Third, if your program uses a random number generator, the particular sequence of random numbers generated may impact timing. For example, if you’re sorting an array filled with random numbers, the results will likely vary from run to run because the number of swaps required to sort the array will vary from run to run. To get more consistent results across multiple runs of your program, you can temporarily seed your random number generator with a literal value (rather than std::random_device or the system clock), so that it generates the same sequence of numbers with each run. However, if your program’s performance is highly dependent on the particular random sequence generated, this can also lead to misleading results overall.
Fourth, make sure you’re not timing waiting for user input, as how long the user takes to input something should not be part of your timing considerations. If user input is required, consider adding some way to provide that input that does not wait on the user (e.g. command line, from a file, having a code path that routes around the input).
Measuring performance
When measuring the performance of your program, gather at least 3 results. If the results are all similar, these likely represent the actual performance of your program on that machine. Otherwise, continue to take measurements until you have a cluster of similar results (and understand which other results are outliers). It’s not uncommon to have one or more outliers due to your system doing something in the background during some of those runs.
If your results have a lot of variance (and aren’t clustering well), your program is likely either being significantly affected by other things happening on the system, or by the effects of randomization within your application.
Because performance measurements are impacted by so many things (particularly hardware speed, but also OS, apps running, etc…), absolute performance measurements (e.g. “the program runs in 10 seconds”) are generally not that useful outside of understanding how well the program runs on one particular machine you care about.
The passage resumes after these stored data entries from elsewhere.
PR #740, opened 2023-11-06
Add abi to metadata addr

KillariDev:
- Now user is able to add ABI to metadata entries

fix https://github.com/DarkFlorist/TheInterceptor/issues/729

image

### DIFF
--- a/app/ts/background/medataSearch.ts
+++ b/app/ts/background/medataSearch.ts
@@ -73,6 +73,12 @@ const convertContractDefinitionToAddressBookEntry = ([address, def]: [string, Co
 	entrySource: 'DarkFloristMetadata' as const,
 })
 
+function concatArraysUniqueByAddress<T>(addTo: readonly (T & { address: bigint })[], addFrom: readonly (T & { address: bigint })[]) {
+	const existingValues = new Set(addTo.map(item => addressString(item.address)))
+	const uniqueItems = addFrom.filter(item => !existingValues.has(addressString(item.address)))
+	return [...addTo, ...uniqueItems]
+}
+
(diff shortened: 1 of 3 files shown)


app/ts/background/medataSearch.ts
```diff
@@ -73,14 +73,20 @@ const convertContractDefinitionToAddressBookEntry = ([address, def]: [string, Co
 	entrySource: 'DarkFloristMetadata' as const,
 })
 
+function concatArraysUniqueByAddress<T>(addTo: readonly (T & { address: bigint })[], addFrom: readonly (T & { address: bigint })[]) {
```
jubalm, line 76: not sure if `T` here should also be cast within the function but can alternatively use ReadonlyArray as well

```suggestion
function concatArraysUniqueByAddress<T>(addTo: ReadonlyArray<T & { address: bigint }>, addFrom: ReadonlyArray<T & { address: bigint }>) {
```

app/ts/components/pages/AddNewAddress.tsx
```diff
@@ -415,8 +412,6 @@ export function AddNewAddress(param: AddAddressParam) {
 
 	function isSubmitButtonDisabled() {
 		return !areInputValid()
```
jubalm, line 414: not actually change related but could use some verb grammar for `areInputValid` to either `isInputValid` or `areInputsValid`. it would require updating multiple lines.

jubalm (approved):

app/ts/background/medataSearch.ts
KillariDev: these are the same thigns

PR #747, opened 2023-11-07
cache Rpc Requests, invalidate on new block

KillariDev:
- fix https://github.com/DarkFlorist/TheInterceptor/issues/681


app/ts/simulation/services/EthereumClientService.ts
```diff
@@ -77,11 +77,13 @@ export class EthereumClientService {
 		if (this.retrievingBlock) return
 		try {
 			this.retrievingBlock = true
-			const response = await this.requestHandler.jsonRpcRequest({ method: 'eth_getBlockByNumber', params: ['latest', true] })
+			const response = await this.requestHandler.jsonRpcRequest({ method: 'eth_getBlockByNumber', params: ['latest', true] }, true)
 			if (this.cacheRefreshTimer === undefined) return
 			const newBlock = EthereumBlockHeader.parse(response)
 			console.log(`Current block number: ${ newBlock.number }`)
```
jubalm, line 83: these would be a good use case for `console.info`

KillariDev: hmm I don't really see difference between this and console.log

PR #748, opened 2023-11-07
allow removing all user added entries and not others

KillariDev:
Allow user to remove user added entries (and not just active addresses and contacts)


app/css/interceptor.css
```diff
@@ -343,6 +343,13 @@ a.dropdown-item.is-active, button.dropdown-item.is-active {
 	padding: 0;
 	padding-left: 0.75rem;
 	padding-right: 0.75rem;
+	background-color: transparent;
+}
+
+.card-header-icon[disabled] {
```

On a different machine, that same program may run in 1 second, 10 seconds, or 1 minute. It’s hard to know without actually measuring across a spectrum of different hardware.
However, on a single machine, relative performance measurements can be useful. We can gather performance results from several different variants of a program to determine which variant is the most performant. For example, if variant 1 runs in 10 seconds and variant 2 runs in 8 seconds, variant 2 is probably going to be faster on all similar machines regardless of the absolute speed of that machine.
After measuring the second variant, a good sanity check is to measure the first variant again. If the results of the first variant are consistent with your initial measurements for that variant, then the result of both variants should be reasonably comparable. For example, if variant 1 runs in 10 seconds, and variant 2 runs in 8 seconds, and then we measure variant 1 again and get 10 seconds, then we can reasonably conclude that the measurements for both variants were fairly measured, and that variant 2 is faster.
However, if the results of the first variant are no longer consistent with your initial measurements for that variant, then something has happened on the machine that is now affecting performance, and it will be hard to tell whether differences in measurement are due to the variant or due to the machine itself. In this case, it’s best to discard the existing results and re-measure.